Few Europeans are involved in “European activities”: only 43% maintain active links with citizens from another member state, although the differences are vast from one country to another. This ratio is three quarters in the Netherlands and one fifth in Hungary. Only every third European citizen traveled abroad in 2005, which may sound impossible, but by 2015 this figure increased primarily due to low-cost air tickets. More encouragingly, almost a quarter of respondents claimed to regularly read the press or books in a language other than their mother tongue. The Irish and the British were at the bottom of the list; English (or rather American) being the modern lingua franca as their native language means that they do not need to use a foreign language as much as non-English speakers. Young urban Internet-savvy graduates live the most European lives and are the most fervent supporters of European integration. The same enthusiasm for Europe is not present in society as a whole. While two thirds of citizens declare an interest in domestic politics, less than half are concerned about European politics and the level of knowledge about how the European Union functions is generally very low.

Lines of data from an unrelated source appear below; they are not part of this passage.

PR #99, opened 2021-12-21
WIP: mc/flash loan

microwavedcola1:
Remaining must do tasks
- [ ]  add fees
- [ ] security review
- [ ] test/working-example for margin trade

Open questions
- [ ] flash loan - keep or remove in favor of margin trade
- [ ] margin trade - keep or remove in favor of flash loan
- [ ] Some common use cases for flash loans is collateral swapping and preventing self liquidation, wouldn't mango program be an ideal cpi program in this case? Would we then want to remove the check to not be able to cpi into mango program? This condition is necessary for daffy's margin trade instruction since it passes signer seeds but not technically necessary for the flash loan instruction since that explicitly does token transfer before doing the cpi
- [ ] should we strive for abi closer to spl-token-lending?

### DIFF
--- a/program/src/instruction.rs
+++ b/program/src/instruction.rs
@@ -1346,6 +1346,7 @@ impl MangoInstruction {
             58 => MangoInstruction::SetDelegate,
             59 => {
                 let (amount, _cpi_data_vec_len, cpi_data_vec_arr) = array_refs![data, 8, 8;..;];
+
                 MangoInstruction::FlashLoan {
                     liquidity_amount: u64::from_le_bytes(*amount),
                     cpi_data: cpi_data_vec_arr.to_vec(),
--- a/program/src/instruction.rs
+++ b/program/src/instruction.rs
@@ -912,6 +912,12 @@ pub enum MangoInstruction {
     FlashLoan {
         liquidity_amount: u64,
     },
+
+    MarginTrade {
+        num_open_orders: u8,
+        num_tokens_used: u8,
+        cpi_data: Vec<u8>,
+    },
 }
 
 impl MangoInstruction {
@@ -1340,6 +1346,15 @@ impl MangoInstruction {
             59 => {
                 let data = array_ref![data, 0, 8];
                 MangoInstruction::FlashLoan { liquidity_amount: u64::from_le_bytes(*data) }
+            }
+            60 => {
+                let (num_open_orders, num_tokens_used, cpi_data) = array_refs![data, 1, 1; ..;];
+
+                MangoInstruction::MarginTrade {
+                    num_open_orders: u8::from_le_bytes(*num_open_orders),
+                    num_tokens_used: u8::from_le_bytes(*num_tokens_used),
+                    cpi_data: cpi_data.to_vec(),
+                }
             }
             _ => {
                 return None;
--- a/program/src/instruction.rs
+++ b/program/src/instruction.rs
@@ -892,11 +892,11 @@ pub enum MangoInstruction {
     ///   . `[]` token_prog_ai - Token program id.
     ///   . `[]` flash_loan_prog_ai - Flash loan receiver program id.
     ///             Must implement an instruction that has tag of 0 and a signature of `(amount: u64)`
-    ///             This instruction must return the amount to the source liquidity account.
+    ///             This instruction must return the amount to the source account.
     ///   .. `[any]` Additional accounts expected by the receiving program's `ReceiveFlashLoan` instruction.
     ///
     ///   The flash loan receiver program that is to be invoked should contain an instruction with
-    ///   tag `0` and accept the total amount (including fee) that needs to be returned back after
+    ///   tag `0` and accept the total amount that needs to be returned back after
     ///   its execution has completed.
     ///
     ///   Flash loan receiver should have an instruction with the following signature:
--- a/program/src/instruction.rs
+++ b/program/src/instruction.rs
@@ -1350,6 +1350,7 @@ impl MangoInstruction {
             58 => MangoInstruction::SetDelegate,
             59 => {
                 let (amount, _cpi_data_vec_len, cpi_data_vec_arr) = array_refs![data, 8, 8;..;];
+                assert!(usize::from_le_bytes(*_cpi_data_vec_len) == cpi_data_vec_arr.len());
 
                 MangoInstruction::FlashLoan {
                     loan_amount: u64::from_le_bytes(*amount),
--- a/program/src/instruction.rs
+++ b/program/src/instruction.rs
@@ -899,6 +899,10 @@ pub enum MangoInstruction {
     ///   tag `0` and accept the total amount that needs to be returned back after
     ///   its execution has completed.
     ///
+    /// Data expected:
+    ///  . loan_amount - size of flash loan
+    ///  . cpi_data - cpi instruction data
+    ///
     ///   Flash loan receiver should have an instruction with the following signature:
     ///
     ///   0. `[writable]` source_token_ai - Source vault (matching the destination from above).
--- a/program/src/instruction.rs
+++ b/program/src/instruction.rs
@@ -911,6 +911,7 @@ pub enum MangoInstruction {
     ///   }
     FlashLoan {
         liquidity_amount: u64,
+        cpi_data: Vec<u8>,
     },
 
     MarginTrade {
@@ -1344,8 +1345,11 @@ impl MangoInstruction {
             }
             58 => MangoInstruction::SetDelegate,
             59 => {
-                let data = array_ref![data, 0, 8];
-                MangoInstruction::FlashLoan { liquidity_amount: u64::from_le_bytes(*data) }
+                let (amount, _cpi_data_vec_len, cpi_data_vec_arr) = array_refs![data, 8, 8;..;];
+                MangoInstruction::FlashLoan {
+                    liquidity_amount: u64::from_le_bytes(*amount),
+                    cpi_data: cpi_data_vec_arr.to_vec(),
+                }
             }
             60 => {
                 let (num_open_orders, num_tokens_used, cpi_data) = array_refs![data, 1, 1; ..;];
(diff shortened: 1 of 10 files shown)


program/src/instruction.rs
```diff
@@ -880,6 +880,38 @@ pub enum MangoInstruction {
...
+    /// Make a flash loan.
+    ///
+    /// Accounts expected: 4 + any optional
+    ///
+    ///   . `[]` mango_group_ai - MangoGroup
+    ///   . `[]` signer_ai - Source token account authority
+    ///   . `[writable]` source_token_ai - Source token account from which loan would be acquired
+    ///   . `[writable]` destination_token_ai - Destination token account
+    ///   . `[]` token_prog_ai - Token program id.
+    ///   . `[]` flash_loan_prog_ai - Flash loan receiver program id.
```
dafyddd, line 893: I think receiving program having to implement instruction with tag 0 is too restrictive. Why not pass in the ix data?

program/src/processor.rs
```diff
@@ -5313,6 +5313,91 @@ impl Processor {
...
+            flash_loan_instruction_account_infos.push(account_info.clone());
+        }
+
+        let signers_seeds = gen_signer_seeds(&mango_group.signer_nonce, mango_group_ai.key);
+        invoke_transfer(
+            token_prog_ai,
+            source_token_ai,
+            destination_token_ai,
+            signer_ai,
+            &[&signers_seeds],
```
ckamm, line 5371: If we sign like this and allow the program arbitrary writable accounts via `remaining_ais`, then what keeps the program from affecting other mango accounts guarded by this signature?

ckamm: Nevermind, since this is just the transfer and not the cpi call it's fine.

program/src/processor.rs
```diff
@@ -5313,6 +5318,286 @@ impl Processor {
...
+
+        check!(program_id != flash_loan_prog_ai.key, MangoErrorCode::InvalidProgramId)?;
+
+        let mango_group = MangoGroup::load_checked(mango_group_ai, program_id)?;
+        let source_token = Account::unpack(&source_token_ai.try_borrow_data()?)?;
+
+        let flash_loan_amount = if liquidity_amount == u64::MAX {
+            source_token.amount
+        } else {
+            min(source_token.amount, liquidity_amount)
```
ckamm, line 5547: as written, it could just always be `min()` without special casing for `u64::MAX`. But probably cases where liquidity_amount < source_token.amount should error?

program/src/processor.rs
```diff
@@ -5313,6 +5318,286 @@ impl Processor {
...
+            source_token_ai,          // write
+            destination_token_ai,     // write
+            token_prog_ai,            // read
+            flash_loan_prog_ai,       // read
+        ] = fixed_ais;
+
+        check!(program_id != flash_loan_prog_ai.key, MangoErrorCode::InvalidProgramId)?;
+
+        let mango_group = MangoGroup::load_checked(mango_group_ai, program_id)?;
+        let source_token = Account::unpack(&source_token_ai.try_borrow_data()?)?;
```
ckamm, line 5542: Should use `TokenAccount::load_checked` to verify that this really is a token account?

program/src/processor.rs
```diff
@@ -5313,6 +5318,286 @@ impl Processor {
...
+            signer_ai,
+            &[&signers_seeds],
+            flash_loan_amount,
+        )?;
+
+        solana_program::program::invoke(
+            &Instruction {
+                program_id: *flash_loan_prog_ai.key,
+                accounts: flash_loan_instruction_accounts,
+                data: cpi_data,
```
ckamm, line 5586: Above it's suggested that the first 8 bytes of argument to the instruction would be the amount that needs to be repaid. I don't see that here. Communicating it to the instruction is important for the liquidity_amount = u64::MAX case -- the callee has no idea about how much needs to be repaid otherwise (unless the dest account had a zero balance before, I guess)

ckamm: Similarly, the doc comment about starting with a zero byte seems no longer correct.

program/src/processor.rs
```diff
@@ -5313,6 +5318,286 @@ impl Processor {
...
+            },
+            &flash_loan_instruction_account_infos[..],
+        )?;
+
+        let source_balance_after = Account::unpack(&source_token_ai.try_borrow_data()?)?.amount;
+        check!(
+            // todo: fees
```
ckamm, line 5593: Yeah, fees seem important. Right now, mango doesn't gain anything from allowing people to flash loan - it just adds attack surface.

program/src/processor.rs
```diff
@@ -5313,6 +5318,286 @@ impl Processor {
...
+            source_token_ai,
+            destination_token_ai,
+            signer_ai,
+            &[&signers_seeds],
+            flash_loan_amount,
+        )?;
+
+        solana_program::program::invoke(
+            &Instruction {
+                program_id: *flash_loan_prog_ai.key,
```
ckamm, line 5584: How does the flash loan program have the authority to transfer funds away from dest_token_ai? It's either an account with a PDA or an extra signature is passed though the remaining_ais?

program/src/processor.rs
```diff
@@ -5313,6 +5318,286 @@ impl Processor {
...
+
+            check!(
+                root_bank.node_banks.contains(node_bank_ai.key),
+                MangoErrorCode::InvalidNodeBank
+            )?;
+            let node_bank = NodeBank::load_mut_checked(node_bank_ai, program_id)?;
+            check_eq!(&node_bank.vault, vault_ai.key, MangoErrorCode::InvalidVault)?;
+            // pre_amounts.push(Account::unpack(&vault_ai.try_borrow_data()?)?.amount);
+            let token_account = TokenAccount::load_checked(vault_ai)?;
+            token_account.check_mango_reqs(&mango_group)?;
```
ckamm, line 5383: I like these extra checks. Maybe even have a single function `TokenAccount::load_mango_vault_checked(...)` so we can't forget to call `check_mango_reqs()`? 

Should all the other uses of `Account::unpack()` be replaced? What makes this instance special?

program/src/state.rs
```diff
@@ -2383,3 +2416,23 @@ impl AdvancedOrders {
         Ok(state)
     }
 }
+
+#[derive(Copy, Clone, Pod, Loadable)]
+pub(crate) struct TokenAccount(pub(crate) Account);
+
+impl TokenAccount {
```
ckamm, line 2423: maybe add a `pub fn account()/data() -> &Account`, to avoid having to use `.0` externally?

ckamm (commented):
First pass, still need to go over `margin_trade` more.

program/src/processor.rs
```diff
@@ -5313,6 +5318,286 @@ impl Processor {
...
+        // Validate MangoCache
+        let now_ts = Clock::get()?.unix_timestamp as u64;
+        let active_assets = UserActiveAssets::new(&mango_group, &mango_account, extra_user_assets);
+        let mango_cache = MangoCache::load_checked(mango_cache_ai, program_id, &mango_group)?;
+        mango_cache.check_valid(&mango_group, &active_assets, now_ts)?;
+
+        /**
+        There are two types of `Account`: either owned by Mango program id or not.
+        We are not worried about `Account` owned by Mango program because we disallow CPI into Mango
+            Therefore, Mango owned accounts cannot be modified
```
ckamm, line 5400: Would it be possible to write a forwarder program that calls back into the mango program and that preserves the signatures?

program/src/processor.rs
```diff
@@ -5313,6 +5318,286 @@ impl Processor {
...
+            .map(|cpi_ai| {
+                if cpi_ai.is_writable {
+                    AccountMeta::new(*cpi_ai.key, cpi_ai.is_signer)
+                } else {
+                    AccountMeta::new_readonly(*cpi_ai.key, cpi_ai.is_signer)
+                }
+            })
+            .collect();
+        let mut cpi_account_infos: Vec<AccountInfo> = cpi_ais.iter().map(|ai| ai.clone()).collect();
+        cpi_account_infos.push(cpi_prog_ai.clone());
```
ckamm, line 5475: why's the program_ai added?

program/src/processor.rs
dafyddd: Solana says this type of reentrancy is not allowed. Something to be verified from Solana engineers and/or Neodyme

program/src/processor.rs
dafyddd: requirement of Solana runtime that you pass in that account during CPI. If you notice, we do the same for every other CPI

dafyddd:
@microwavedcola1 

1. I don't know what you mean by preventing self liquidation. I'm not sure if that's a legitimate use case in Mango. Either way, I think it's further dangerous to allow recursion and we'd have to be extra sure or put more guards around it before allowing it
2. ABI similar to token lending would be good if easy to do. I haven't looked at token, lending; maybe you can take a look?

program/src/processor.rs
dafyddd: https://docs.solana.com/developing/programming-model/calling-between-programs#reentrancy

ckamm: Great to see that this is guarded against in the runtime!

program/src/processor.rs
microwavedcola1: Hmm, tried that, ending up with 
```
[2021-12-29T09:44:42.499794000Z DEBUG solana_program_runtime::stable_log] Program log: panicked at 'from_bytes>SizeMismatch', /Users/mc/.cargo/registry/src/github.com-1ecc6299db9ec823/bytemuck-1.7.3/src/lib.rs:119:3
```

@dafyddd are you sure the zero copy code is correct?

program/src/processor.rs
microwavedcola1: yes its a progam owned account

program/src/processor.rs
dafyddd: I just added `TokenAccount` in this branch. All other instances of `Account::unpack()` should be replaced once we test this out and make sure it's equivalent to `TokenAccount::load_checked()`. I did not wrap the checks together because I wanted TokenAccount::load_checked to be more general, but I can't think of a case where doing those extra checks would be harmful actually.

Symbols play a central role in building a European identity even though their impact is limited, except for the single currency. The European flag or anthem are not serious alternatives to and are unlikely to replace national symbols any time soon. It is a telling fact that the most tangible symbol of Europeanness — the euro — features unidentifiable bridges and buildings on the notes. Anywhere else in the world it would be unthinkable not to have a single famous building, monument, personality or typical animal on euro notes. It is easy to guess why it is so: Leonardo is considered Italian, Joyce Irish, Mozart Austrian and not European. Putting anyone famous on the back of a euro note would only lead to diplomatic wrangling between the member states, which is best avoided. Europe is not strong when it comes to symbols, maybe because it has too many: a dozen could be named for every one of its 27 member states. Politically motivated pan-European cultural projects such as the bilingual television channel ARTE do not really work. ARTE, the brainchild of Helmut Kohl and Francois Mitterand, epitomizes the reality of European identity: cold, high quality, elitist programming, but not pan-European in nature, merely a mishmash of German and French programs.

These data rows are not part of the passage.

PR #102, opened 2021-12-30
Fix test_perp_trigger_orders reliability

ckamm:
With this patch 5 out of 5 CI runs passed.


dafyddd:
Usually I don't want to merge into main unless it's a new mainnet deployment but I think this is fine because it only modifies test files.

PR #106, opened 2022-01-06
Soteria and Cargo Audit Automation

silas-x:
This PR covers two new features:

1. Cargo Audit: automated scanning of Cargo crates for vulnerable dependencies
2. Soteria: automated smart contract vulnerability scanning

Cargo audit:
New GitHub action along with the .cargo/audit.toml configuration file that provides arguments for cargo audit. The config file is handy for e.g. ignores and tracking that with change control.

Soteria:
Built out the existing CI job to include Soteria as well as a couple of other minor tweaks as the job was breaking. Soteria requires Solana and bpf to be installed, so it's a sensible place to run it at the end of other tests.

### DIFF
--- a/.cargo/audit.toml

Eurobarometer – a programme of opinion surveys taken on behalf of the European Commission – asked people to name the first adjective that came to their mind when they heard the words ”European Union”. Close to two thirds said democratic and modern, roughly half said protective, technocratic and inefficient. (Obviously one respondent could pick more than one adjective.) Polls reveal just how little people knew about the functioning of the European Union

A poll in 2008 showed that two fifths of the French felt they were truly European citizens. This figure has not changed for fifteen years. This poll of a thousand adults indicated that 54% of French people would feel more European if the President of the European Council (the European Council being constituted by the national heads of state and government) was elected directly, instead of being appointed by the heads of state and government behind closed doors. Attachment to the European idea has not changed in France since the adoption of the Maastricht Treaty in 1992, when 37% of French people considered themselves European “often or very often”. Today this figure is 38%. Following the record low turnout in the elections to the European Parliament in 1999, when 53% of French voters stayed at home, the feeling of Europeanness was reinvigorated by the introduction of the euro and by the public debate preceding the referendum on the European Constitutional Treaty in 2005. The rejection of the Constitution did not change the French electorate’s feelings about belonging to Europe. To 54% of French people, the single currency is what best symbolizes Europe. Only 12% picked the European Parliament and 9% the European Commission as Europe’s best symbol. The French see the common European economy (39%) and democracy (35%) as key values holding the continent together. The poll made it abundantly clear that the French (too) have only a rudimentary knowledge of how the European Union and its institutions work. Even though Members of the European Parliament have been elected directly since 1979, 36% of respondents thought they could not vote in elections to the Parliament, and 48% were unaware that foreign European nationals could vote in municipal elections in the country of their residence. Since then, mainly due to the stubborn economic slowdown and crisis, Euroskepticism is on the rise all across member states, which is obviously against the reinforcement of the sense of a common European identity.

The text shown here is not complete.